Nessuno l'avrebbe cercato e lui avrebbe potuto andare a trovare il percorso per il giorno dopo.
Si voltò, guardò verso un punto lontano a Ovest e annuì.
La sua posizione era giusta, i segnali che aveva lasciato nella Steppa erano facili da trovare e sbagliare sarebbe stato impossibile.
Per quel giorno il carro del Khan avrebbe saputo quale via seguire e nessuno avrebbe più avuto bisogno di lui.
Il cavallino che montava, all'improvviso scartò.
Un tafano indiscreto gli voleva succhiare il sangue.
Il Tarpan del Naaxia era vecchio, dal manto pezzato di tre colori, bianco, grigio, marrone, ma aveva ancora abbastanza energie da reagire quando un moscone lo mordeva.
Il movimento improvviso colse di sorpresa l'uomo: la coda del cavallo fustigò l'aria come una frusta e colpì precisa il moscone sul fianco spelacchiato.
Monglik era il suo nome, Pelo Rado, ed era proprio così, spelacchiato fin dalla nascita.
Era basso, con la schiena arcuata e pochi ciuffi di peli arruffati al posto della criniera.
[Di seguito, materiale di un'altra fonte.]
Issue #2215, opened 2017-08-31
Hide CINERGI description field in list when it is set to "REQUIRED FIELD"


caseycesari:
Detect if the value of each CINERGI result is set to "REQUIRED FIELD". If it is, do not render it.

This is a special case for a better UX.

PR #2266, opened 2017-09-19
Hide Cinergi "REQUIRED FIELD"

kellyi:
## Overview

This PR hides the "REQUIRED FIELD" text which appeared as the summary/description for some Cinergi results. To accomplish this we check whether the value for the search result summary or the result description is "REQUIRED FIELD" and only show them if not.

Connects #2215 

### Demo

screen shot 2017-09-19 at 10 25 39 am

## Testing Instructions
- get this branch then bundle and visit :8000/?bigcz
- select an AOI, then search data sources for "water"
- in the Cinergi results verify that you do not see any summaries/descriptions with values of "REQUIRED FIELD" but that the other results do show summaries & descriptions
- check that the other catalogs' results display properly


kellyi:
Thanks!

Issue #2249, opened 2017-09-12
Upgrade Celery


rajadain:
There are numerous issues with Celery 3, which are no longer being addressed. The current version of Celery is 4, and can work with Django 1.8, thus we can upgrade to Celery 4 without first upgrading Django #2146.

Upgrade notes can be found here: http://docs.celeryproject.org/en/latest/whatsnew-4.0.html

Upgrade Celery to the latest version, and adjust related code to match.

kellyi:
Started looking at this.

kellyi:
Sounds good. Seems like everything cleanly upgrades to 3.1.25 -- the first suggest step in the upgrade guide above -- so I'll do that then this http://docs.celeryproject.org/en/latest/whatsnew-4.0.html#step-2-update-your-configuration-with-the-new-setting-names and get that working before moving to 4.x

kellyi:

La coda, fine e di colore bianco, troppo lunga per la sua altezza, toccava terra. Per essere un Tarpan era veramente sproporzionato.
Vedendolo sgraziato e dal manto pezzato, nacque talmente brutto che anche la madre lo rifiutò.
Era deforme anche per il Naaxia, però era il suo Tarpan e non lo avrebbe cambiato con nessun altro.
Il cavaliere tirò le redini e il morso d'osso infastidì la bocca di Monglik. Richiamato all'ordine, il cavallo sollevò la testa.
Saaràn lo colpì delicatamente.
Giusto un colpetto leggero sul capo con un frustino di nervo di Yak, quasi una carezza sopra quella pelle dura e spessa.
Appena si sentì sfiorare, il piccolo cavallo si ammansì all'istante.
Non sarebbe servito fargli del male, l'uomo e l'animale si capivano al volo anche solo con un gesto.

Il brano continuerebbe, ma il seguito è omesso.